Is this kid better than Ronnie Price?


----------



## Floods (Oct 25, 2005)

yes


----------



## Floods (Oct 25, 2005)

Pejavlade said:


> Sounds interesting. But don't we have Douby in line at the guard position? At this point I would rather keep the veteran presence in Hart. We also have alot of depth at the guard position so trading away a guy like Potapenko(we lack inside defense)probably isn't a smart move at this point.
> 
> Who knows though anything can happen.


I look at Douby as more a SG.

I don't see Potapenko playing a whole lot - he only played 9 games after his trade last year, with under 4 minutes per in those games. And Brad Miller will be the starting center, and I think Justin Williams could be alright.


----------



## Pejavlade (Jul 10, 2004)

TheBigDonut said:


> I look at Douby as more a SG.
> 
> I don't see Potapenko playing a whole lot - he only played 9 games after his trade last year, with under 4 minutes per in those games. And Brad Miller will be the starting center, and I think Justin Williams could be alright.


Yeah I just mean depth wise, they if a big got hurt he would need a guy like Vitali to come in. We have more depth at the 1 and 2 spot so that wouldn't be such a big concern.
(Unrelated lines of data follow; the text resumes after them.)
PR #109, opened 2016-03-23
DATACOUCH-212: Add failing test case for multiple concurrent saves of…

Aloren:
… new document

### DIFF
--- a/src/integration/java/org/springframework/data/couchbase/core/CouchbaseTemplateTests.java
+++ b/src/integration/java/org/springframework/data/couchbase/core/CouchbaseTemplateTests.java
@@ -26,12 +26,20 @@ import static org.junit.Assert.*;
 
 import java.util.ArrayList;
 import java.util.Arrays;
+import java.util.Collection;
+import java.util.Collections;
 import java.util.Date;
 import java.util.HashMap;
 import java.util.LinkedList;
 import java.util.List;
 import java.util.Map;
 import java.util.Random;
+import java.util.concurrent.Callable;
+import java.util.concurrent.ExecutorService;
+import java.util.concurrent.Executors;
+import java.util.concurrent.Future;
+import java.util.concurrent.TimeUnit;
+import java.util.concurrent.atomic.AtomicLong;
 
 import com.couchbase.client.java.Bucket;
 import com.couchbase.client.java.document.RawJsonDocument;
@@ -40,12 +48,13 @@ import com.couchbase.client.java.query.N1qlParams;
 import com.couchbase.client.java.query.N1qlQuery;
 import com.couchbase.client.java.query.N1qlQueryResult;
 import com.couchbase.client.java.query.consistency.ScanConsistency;
-import com.couchbase.client.java.query.dsl.Expression;
 import com.couchbase.client.java.view.Stale;
 import com.couchbase.client.java.view.ViewQuery;
 import com.fasterxml.jackson.core.type.TypeReference;
 import com.fasterxml.jackson.databind.ObjectMapper;
+import org.junit.Rule;
 import org.junit.Test;
+import org.junit.rules.TestName;
 import org.junit.runner.RunWith;
 
 import org.springframework.beans.factory.annotation.Autowired;
@@ -68,6 +77,9 @@ import org.springframework.test.context.junit4.SpringJUnit4ClassRunner;
 @ContextConfiguration(classes = IntegrationTestApplicationConfig.class)
 @TestExecutionListeners(CouchbaseTemplateViewListener.class)
 public class CouchbaseTemplateTests {
+
+	@Rule
+	public TestName testName = new TestName();
 
 	@Autowired
 	private Bucket client;
@@ -132,7 +144,11 @@ public class CouchbaseTemplateTests {
 		assertEquals("Mr. A", resultConv.get("name"));
 
 		doc = new SimplePerson(id, "Mr. B");
-		template.insert(doc);
+		try {
+			template.insert(doc);
+		} catch (OptimisticLockingFailureException e) {
+			//ignore, since this insert should fail
+		}
 
 		resultDoc = client.get(id, RawJsonDocument.class);
 		assertNotNull(resultDoc);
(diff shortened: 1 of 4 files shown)


simonbasle:
As noted in the issue, this is because the items are still with a 0-valued version attribute, so the template assumes that version checking is not to be enforced. what you could do is do a first insert, extract the `version` field and use it when trying to save the items in parallel. Something like:

```java
@Test
  public void shouldFailOnMultipleConcurrentSaves() throws Exception {
    final String key = "key";
    final AtomicLong counter = new AtomicLong();
    final AtomicLong optimisticLockCounter = new AtomicLong();
    ExecutorService pool = Executors.newFixedThreadPool(5);
    VersionedData initialData = new VersionedData(key, "value-initial");
    versionedDataRepository.save(initialData);
    assertNotEquals(0L, initialData.version);
    final long cas = initialData.version;

    Callable<Void> task = new Callable<Void>() {
        @Override
        public Void call() throws Exception {
            long counterValue = counter.incrementAndGet();
            String data = "value-" + counterValue;
            VersionedData messageData = new VersionedData(key, data);
            messageData.version = cas;
            try {
              versionedDataRepository.save(messageData);
            } catch (OptimisticLockingFailureException e) {
              optimisticLockCounter.incrementAndGet();
            }
            //should save operation throw OptimisticLockingFailureException on next attempts to save?
            return null;
        }
    };
    Collection<Callable<Void>> tasks = Collections.nCopies(5, task);

    List<Future<Void>> futures = pool.invokeAll(tasks);
    for (Future future : futures) {
        future.get(5, TimeUnit.SECONDS);
    }

    assertEquals(4, optimisticLockCounter.intValue());
    assertEquals("value-1", versionedDataRepository.findOne("key").data);
  }
```

simonbasle:
actually the value itself isn't very relevant as any of the 5 threads could win the race to mutate the doc. Only the fact that 1 mutation happened and 4 optimistic locking exceptions happened is really relevant (edited above)

Aloren:
Yes, you are correct, my bad. Fixed my test according to your comment. But your version of test assumes that document is present in couchbase before we concurrently try to update it. In my test document does not exist and we concurrently try to create it in couchbase. I assume that first attempt should succeed and other 4 should fail with some kind of exception, but it does not happen. So each save attempt overwrites previous. This does not allow to implement merge properly.

Aloren:
@simonbasle I have updated pull request with fast fix. Please review. Thanks.

Aloren:
I have also found an issue with CouchbaseTemplate insert method. Only first attempt of insert should succeed, next attempts should fail with OptiomisticLockingFailureException (as couchbase client throws DocumentAlreadyExistsException).

simonbasle:
@olivergierke I'd like your input on this :) did we go a wrong direction at some point? what should be the behavior of multiple subsequent repository saves, depending on the `@Version` property?

vasilievip:
@simonbasle any updates, can you apply changes? @olivergierke seems do not care which direction you went.

src/integration/java/org/springframework/data/couchbase/repository/SimpleCouchbaseRepositoryTests.java
```diff
@@ -220,6 +223,40 @@ public void shouldTakeVersionIntoAccountWhenDoingMultipleUpdates() {
...
+      }
+    };
+    Collection<Callable<Void>> tasks = Collections.nCopies(5, task);
+
+    List<Future<Void>> futures = pool.invokeAll(tasks);
+    for (Future future : futures) {
+      future.get(5, TimeUnit.SECONDS);
+    }
+
+    versionedDataRepository.delete(key);
```
simonbasle: shouldn't the delete be made at the beginning of test? maybe test both cases (one where a pre-existing version of the doc exists => update, the other where it is `deleteIfExist` => insert)?

simonbasle:
after coming back to this, it actually looks good. @Aloren since DATACOUCH-212 has shipped, I have opened a follow-up issue: [DATACOUCH-224](https://jira.spring.io/browse/DATACOUCH-224).
Can you look at my last comment in this PR, do a last modification if you agree and then squash all the changes together into a single commit, with title "`DATACOUCH-224 - Improve concurrent save/insert, optimistic locking`"?

Aloren:
Hi @simonbasle !
I will try to do the fix today. Thanks

simonbasle:
awesome @Aloren, looking forward to it ;)

Aloren:
Please check if my commit includes all the needed changes. Thanks

src/integration/java/org/springframework/data/couchbase/core/CouchbaseTemplateTests.java
```diff
@@ -402,6 +422,67 @@ public void shouldLoadVersionPropertyOnFind() throws Exception {
...
+				boolean saved = false;
+				while(!saved) {
+					long counterValue = counter.incrementAndGet();
+					VersionedClass messageData = template.findById(key, VersionedClass.class);
+					messageData.field = "value-" + counterValue;
+					try {
+						template.save(messageData);
+						saved = true;
+					} catch (OptimisticLockingFailureException e) {
+					}
```
simonbasle: maybe use a counter here too, to assert that 1 out of 3 updates succeeded?

src/integration/java/org/springframework/data/couchbase/repository/SimpleCouchbaseRepositoryTests.java
```diff
@@ -220,6 +238,66 @@ public void shouldTakeVersionIntoAccountWhenDoingMultipleUpdates() {
...
+        boolean saved = false;
+        while(!saved) {
+          long counterValue = counter.incrementAndGet();
+          VersionedData messageData = versionedDataRepository.findOne(key);
+          messageData.data = "value-" + counterValue;
+          try {
+            versionedDataRepository.save(messageData);
+            saved = true;
+          } catch (OptimisticLockingFailureException e) {
+          }
```
simonbasle: maybe add a counter here too, to assert that exactly 1 out of 5 concurrent updates succeeded?

simonbasle:
@Aloren just one small nitpick on the "update" test cases, and this will be perfect ;) (see comments)

src/integration/java/org/springframework/data/couchbase/core/CouchbaseTemplateTests.java
Aloren: all saves will succeed here since all of them are retried with updated version. Maybe you are talking about another test case?

simonbasle: you are right, indeed. went too fast in reading this particular test :)

simonbasle:
Looks good, merged as commit 811c024 👍

simonbasle:
> just a side note @Aloren looks like your work address is not associated to your github account (so the commits don't appear linked to you github identity)

Aloren:
Thank you! (Commited under my work account :) Hope, this is not an issue :) )

simonbasle:
not an issue at all, but you should be able to add your work address to your github account's emails and it will properly match your commits 😄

Just curious, when was Greene drafted?


----------



## Floods (Oct 25, 2005)

54th last year, i think. Either that or 50th.


----------



## Pejavlade (Jul 10, 2004)

Intersting. Where did he attend college?


----------



## Floods (Oct 25, 2005)

LA-Lafayette


----------



## crazyfan (Dec 9, 2005)

Oriene Green would be valuable addition. At 6'4 he has the size and athletism and is a strong lead guard. Douby is a 2 and adding a big PG alongside him could work ala Chicago with 2 small guards.


----------



## Floods (Oct 25, 2005)

Sounds like Greene broke his finger in Indy. He very well may be cut now, so should we go for him if he is cut?

Yes, I do love this guy. :biggrin:


----------



## Floods (Oct 25, 2005)

http://www.indystar.com/apps/pbcs.dll/article?AID=/20061012/SPORTS04/610120518


----------



## Chef (Nov 24, 2002)

TheBigDonut said:


> yes


I guess you were wrong

:yay:


----------